Blooming tianshi Lotus.


----------



## Mista (Mar 18, 2007)

Welcome Lotus


----------



## Arnold (Mar 19, 2007)

Blooming Lotus welcome to IM!


----------



## Blooming Lotus (Mar 19, 2007)

Thanks. I had a bit of a look around here yesterday and I'm a little impressed with quite a feww things you're all discussing here.

Could definately be fun .

Blooming Lotus.


----------



## IRONBULL05 (Mar 19, 2007)

Welcome to IM.

Enjoy brother.


----------



## Blooming Lotus (Mar 20, 2007)

erm.. I'm actually female.. but I'll take it anyway. .

thanks.


----------



## soxmuscle (Aug 7, 2007)

The Day IronMagazine Died.


----------



## Blooming Lotus (Aug 7, 2007)

Okay. but if someone's calling two sides of the fence.. it's warrior nature to belong to the side of underdog . . and i'llchoose it evvery single time it comes up and down to the wire.
Evvery single soul.
Win- win.

Blooming tianshi lotus.


----------



## zonaguy03 (Aug 7, 2007)

soxmuscle said:


> The Day IronMagazine Died.



I'm her accomplice


----------



## BoneCrusher (Aug 7, 2007)

Where in Tucson do you know foreman err uh blooming lotus from anyway?


----------



## Gazhole (Aug 8, 2007)

Whats going on?

:-S


----------



## Jodi (Aug 8, 2007)

BoneCrusher said:


> Where in Tucson do you know foreman err uh blooming lotus from anyway?

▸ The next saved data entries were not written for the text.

PR #3861, opened 2025-07-29
Fix message for `handlerConfigurator`

klopfdreh:
Small fix for the message if the handlerConfigurator is null


violetagg:
I back ported this to `1.2.x` branch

She is not foreman, unless foreman moved to Australia which I highly doubt.  Besides, that's a far fetched assumption anyway.  Nothing alike.


----------



## BoneCrusher (Aug 8, 2007)

Jodi said:


> She is not foreman, unless foreman moved to Australia which I highly doubt.  Besides, that's a far fetched assumption anyway.  Nothing alike.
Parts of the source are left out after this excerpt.